In those days, things improved only slightly. Additional staff was brought on, with Ms. Rhodar seeking out members of the clergy to volunteer based on their creed, rather than purely medical professionals. Miraculously, 10% of the patients were reported cured and released in the next 2 years. Rumors would spread however that these statistics were fabricated for the sake of positive publicity. Whatever truly became of those 200+ "cured" patients was never uncovered. 

The rate of cured patients slowed to a trickle, but continued at a much better rate than previous recorded numbers. One by one, surplus cases disappeared, "cured" and released at best and transferred to other facilities at worst.

Though it never dipped back under ideal capacity, the changes lessened the immediate stress on both staff and inmates. The facility was divided into neat zones, to which a set team of sisters were assigned. Staff was encouraged to refer to their patients as Children, rather than using their numbers alone as was previously enforced.

Naven was, after 30 years, given his own room, with a door, and even a window overlooking the courtyard. He spent most of his days in a state of vacant inattention. The collar of Silence, as well as the binding of  his hands, was never removed, his violent history always the stated reason. And despite the minor improvements, there were still days that passed where his basic needs as a living person went unnoticed. 
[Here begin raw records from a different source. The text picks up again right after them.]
PR #3172, opened 2026-06-11
GO-7315 Reduce subscription memory allocations and heap usage

requilence:
## Summary

Refactors the subscription system (`ObjectSearchSubscribe`, `core/subscription`) to cut memory allocations and steady-state heap usage, in reviewable phases (one commit each):

- **Benchmarks first** (`core/subscription/bench_test.go`): subscription init, in-window change batches, no-match batches, plus `keys/entry` and `heap-MB` cache-retention metrics.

He was also among a selected test group of patients who received a new psychological treatment, in which staff with specialized magical proclivity would delve into their minds and meticulously filter through, file, and seal away certain memories in a new attempt to foster mental healing, or at least the outward appearance of it. His already fragmented identity was broken up into even smaller pieces. 

The kindest person to him was an understudy to the Ward Mother of his wing, a young cleric who seemed to genuinely believe in the good the facility was trying to do. However, she too fell to treating the patients more like dolls than people. Things she was fond of, cared for, but not like one would a peer. More like the way one might care for a pet.

Still, she was attentive and gentle, which was more than could be said of previous tenders. She kept up conversation with him as if he could respond. It was something, if little more than a painful reminder of his lonely existence, trapped in his mind.